**Collected data entries**
········
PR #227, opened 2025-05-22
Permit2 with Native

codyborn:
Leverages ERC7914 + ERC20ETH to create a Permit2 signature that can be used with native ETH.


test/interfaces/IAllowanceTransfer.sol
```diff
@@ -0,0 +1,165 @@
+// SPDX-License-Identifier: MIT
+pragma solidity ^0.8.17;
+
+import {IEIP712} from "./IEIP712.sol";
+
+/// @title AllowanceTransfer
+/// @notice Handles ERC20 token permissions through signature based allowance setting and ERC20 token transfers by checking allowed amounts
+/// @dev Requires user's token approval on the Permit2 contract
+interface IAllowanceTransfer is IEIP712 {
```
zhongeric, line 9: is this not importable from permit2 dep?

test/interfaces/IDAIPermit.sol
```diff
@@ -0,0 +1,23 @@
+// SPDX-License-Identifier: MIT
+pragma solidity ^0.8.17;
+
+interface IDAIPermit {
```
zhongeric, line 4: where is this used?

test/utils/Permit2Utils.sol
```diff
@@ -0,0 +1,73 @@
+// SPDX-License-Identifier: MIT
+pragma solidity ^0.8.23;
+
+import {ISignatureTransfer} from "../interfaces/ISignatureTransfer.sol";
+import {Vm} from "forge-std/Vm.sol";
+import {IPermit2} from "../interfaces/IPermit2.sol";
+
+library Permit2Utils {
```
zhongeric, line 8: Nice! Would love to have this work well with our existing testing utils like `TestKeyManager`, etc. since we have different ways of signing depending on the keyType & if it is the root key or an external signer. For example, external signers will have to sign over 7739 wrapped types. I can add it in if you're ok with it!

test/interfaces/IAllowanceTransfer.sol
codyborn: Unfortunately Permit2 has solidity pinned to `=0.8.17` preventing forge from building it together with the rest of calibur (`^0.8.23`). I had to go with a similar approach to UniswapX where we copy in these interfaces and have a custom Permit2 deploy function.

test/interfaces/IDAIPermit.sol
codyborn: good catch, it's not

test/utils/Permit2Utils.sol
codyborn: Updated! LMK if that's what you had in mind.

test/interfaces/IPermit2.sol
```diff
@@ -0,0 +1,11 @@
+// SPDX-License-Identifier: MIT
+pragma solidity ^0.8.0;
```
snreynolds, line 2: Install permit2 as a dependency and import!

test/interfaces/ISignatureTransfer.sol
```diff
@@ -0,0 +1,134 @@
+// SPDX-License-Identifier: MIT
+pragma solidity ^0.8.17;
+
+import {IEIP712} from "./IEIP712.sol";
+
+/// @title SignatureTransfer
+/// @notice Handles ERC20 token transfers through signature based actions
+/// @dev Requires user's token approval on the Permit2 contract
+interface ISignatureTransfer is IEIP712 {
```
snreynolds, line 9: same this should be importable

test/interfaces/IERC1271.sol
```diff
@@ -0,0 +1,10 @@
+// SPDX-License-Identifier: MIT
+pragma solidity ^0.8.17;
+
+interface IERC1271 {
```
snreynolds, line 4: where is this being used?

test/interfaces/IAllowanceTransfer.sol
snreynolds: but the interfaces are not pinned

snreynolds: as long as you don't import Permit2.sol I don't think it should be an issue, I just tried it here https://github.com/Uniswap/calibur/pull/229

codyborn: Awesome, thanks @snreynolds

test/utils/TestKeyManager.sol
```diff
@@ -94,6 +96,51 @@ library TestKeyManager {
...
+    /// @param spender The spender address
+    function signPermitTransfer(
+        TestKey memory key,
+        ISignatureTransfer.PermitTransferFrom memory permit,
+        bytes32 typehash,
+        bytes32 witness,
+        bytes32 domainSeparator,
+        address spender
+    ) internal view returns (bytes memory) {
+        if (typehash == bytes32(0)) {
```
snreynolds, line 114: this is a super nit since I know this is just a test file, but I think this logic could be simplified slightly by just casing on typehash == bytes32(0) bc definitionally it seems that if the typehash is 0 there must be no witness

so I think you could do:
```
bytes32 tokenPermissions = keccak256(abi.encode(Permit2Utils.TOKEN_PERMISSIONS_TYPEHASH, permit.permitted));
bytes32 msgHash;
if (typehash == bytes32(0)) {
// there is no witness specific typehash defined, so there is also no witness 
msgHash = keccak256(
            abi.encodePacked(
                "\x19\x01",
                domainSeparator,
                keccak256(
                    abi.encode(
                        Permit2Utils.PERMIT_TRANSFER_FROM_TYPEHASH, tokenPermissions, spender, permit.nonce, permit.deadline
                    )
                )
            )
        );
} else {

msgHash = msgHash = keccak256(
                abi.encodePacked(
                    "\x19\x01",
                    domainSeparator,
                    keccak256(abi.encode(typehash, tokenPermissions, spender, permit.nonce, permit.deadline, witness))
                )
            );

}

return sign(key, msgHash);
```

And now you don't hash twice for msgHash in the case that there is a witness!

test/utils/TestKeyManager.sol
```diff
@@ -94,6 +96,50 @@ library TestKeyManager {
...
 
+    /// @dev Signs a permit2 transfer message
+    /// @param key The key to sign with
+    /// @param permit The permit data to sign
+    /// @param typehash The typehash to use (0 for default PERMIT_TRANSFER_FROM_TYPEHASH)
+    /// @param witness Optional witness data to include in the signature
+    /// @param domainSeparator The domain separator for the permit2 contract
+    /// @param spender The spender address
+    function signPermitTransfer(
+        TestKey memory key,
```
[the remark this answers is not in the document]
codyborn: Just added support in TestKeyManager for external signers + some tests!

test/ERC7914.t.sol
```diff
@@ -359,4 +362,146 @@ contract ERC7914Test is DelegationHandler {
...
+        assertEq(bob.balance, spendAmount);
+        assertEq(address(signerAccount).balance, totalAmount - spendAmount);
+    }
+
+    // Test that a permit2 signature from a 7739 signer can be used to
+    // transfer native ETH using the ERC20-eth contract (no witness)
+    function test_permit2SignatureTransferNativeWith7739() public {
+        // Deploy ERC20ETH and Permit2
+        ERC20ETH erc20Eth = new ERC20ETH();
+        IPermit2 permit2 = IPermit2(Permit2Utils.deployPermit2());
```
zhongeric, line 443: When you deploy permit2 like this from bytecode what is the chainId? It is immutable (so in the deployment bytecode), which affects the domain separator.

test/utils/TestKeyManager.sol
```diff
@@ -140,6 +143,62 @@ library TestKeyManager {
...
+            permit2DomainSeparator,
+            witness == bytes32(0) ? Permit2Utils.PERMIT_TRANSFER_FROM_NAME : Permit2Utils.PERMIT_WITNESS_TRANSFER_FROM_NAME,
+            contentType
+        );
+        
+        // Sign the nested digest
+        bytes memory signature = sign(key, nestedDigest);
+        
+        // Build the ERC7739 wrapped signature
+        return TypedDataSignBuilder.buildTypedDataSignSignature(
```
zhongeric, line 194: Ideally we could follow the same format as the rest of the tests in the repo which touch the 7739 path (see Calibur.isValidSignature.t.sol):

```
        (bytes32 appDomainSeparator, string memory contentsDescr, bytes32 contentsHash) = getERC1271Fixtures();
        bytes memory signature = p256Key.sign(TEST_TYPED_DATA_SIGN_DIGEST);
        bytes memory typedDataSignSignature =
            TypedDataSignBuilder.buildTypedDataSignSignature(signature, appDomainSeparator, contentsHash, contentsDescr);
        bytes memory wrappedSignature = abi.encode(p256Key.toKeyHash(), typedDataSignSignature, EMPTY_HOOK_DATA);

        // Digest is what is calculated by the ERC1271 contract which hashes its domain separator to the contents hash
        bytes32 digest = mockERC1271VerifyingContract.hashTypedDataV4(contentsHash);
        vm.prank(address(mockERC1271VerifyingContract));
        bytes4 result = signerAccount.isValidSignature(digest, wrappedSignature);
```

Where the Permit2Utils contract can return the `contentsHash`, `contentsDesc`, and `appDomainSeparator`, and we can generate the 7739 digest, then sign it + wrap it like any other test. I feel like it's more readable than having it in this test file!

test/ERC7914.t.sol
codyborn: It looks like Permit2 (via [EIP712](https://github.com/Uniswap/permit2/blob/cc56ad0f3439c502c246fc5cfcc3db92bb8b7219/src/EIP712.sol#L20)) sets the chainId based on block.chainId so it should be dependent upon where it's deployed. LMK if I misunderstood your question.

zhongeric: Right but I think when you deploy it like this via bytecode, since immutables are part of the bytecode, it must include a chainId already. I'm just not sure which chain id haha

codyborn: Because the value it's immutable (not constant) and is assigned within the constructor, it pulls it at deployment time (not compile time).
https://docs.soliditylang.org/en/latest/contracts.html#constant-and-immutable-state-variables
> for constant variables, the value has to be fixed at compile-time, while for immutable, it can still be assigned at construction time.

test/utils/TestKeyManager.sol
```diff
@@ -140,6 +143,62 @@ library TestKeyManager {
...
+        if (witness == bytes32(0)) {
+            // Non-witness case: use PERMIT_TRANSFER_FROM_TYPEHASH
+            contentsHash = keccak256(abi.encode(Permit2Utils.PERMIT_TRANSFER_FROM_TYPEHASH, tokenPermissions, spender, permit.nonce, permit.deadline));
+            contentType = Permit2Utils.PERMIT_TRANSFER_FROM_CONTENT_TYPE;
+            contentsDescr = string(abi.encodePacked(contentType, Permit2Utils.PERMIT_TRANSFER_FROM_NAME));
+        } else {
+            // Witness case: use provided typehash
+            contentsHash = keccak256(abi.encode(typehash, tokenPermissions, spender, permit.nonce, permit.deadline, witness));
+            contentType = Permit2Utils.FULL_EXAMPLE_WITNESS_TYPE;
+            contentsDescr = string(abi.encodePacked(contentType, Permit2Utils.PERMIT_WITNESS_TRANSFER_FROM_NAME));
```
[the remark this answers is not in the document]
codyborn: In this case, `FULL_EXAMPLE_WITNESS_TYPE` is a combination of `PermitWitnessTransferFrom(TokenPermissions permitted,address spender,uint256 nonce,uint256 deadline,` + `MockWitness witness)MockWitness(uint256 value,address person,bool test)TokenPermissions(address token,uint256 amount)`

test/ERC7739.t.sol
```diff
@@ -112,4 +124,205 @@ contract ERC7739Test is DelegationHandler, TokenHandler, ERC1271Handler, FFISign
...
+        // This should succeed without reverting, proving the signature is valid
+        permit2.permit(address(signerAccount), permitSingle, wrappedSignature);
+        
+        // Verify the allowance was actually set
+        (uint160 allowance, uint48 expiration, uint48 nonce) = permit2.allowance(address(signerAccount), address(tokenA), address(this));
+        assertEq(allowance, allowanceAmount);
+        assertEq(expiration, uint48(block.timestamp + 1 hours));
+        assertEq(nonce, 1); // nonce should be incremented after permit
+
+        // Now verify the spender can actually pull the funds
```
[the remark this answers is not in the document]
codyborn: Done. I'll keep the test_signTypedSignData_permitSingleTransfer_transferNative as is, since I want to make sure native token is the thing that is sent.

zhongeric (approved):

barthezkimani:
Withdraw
········
**PROBLEM REQUIREMENTS**
Pick each line holding the word "wrappedSignature" out of the data and copy it.

**RESPONSE**
        bytes memory wrappedSignature = abi.encode(p256Key.toKeyHash(), typedDataSignSignature, EMPTY_HOOK_DATA);
        bytes4 result = signerAccount.isValidSignature(digest, wrappedSignature);
+        permit2.permit(address(signerAccount), permitSingle, wrappedSignature);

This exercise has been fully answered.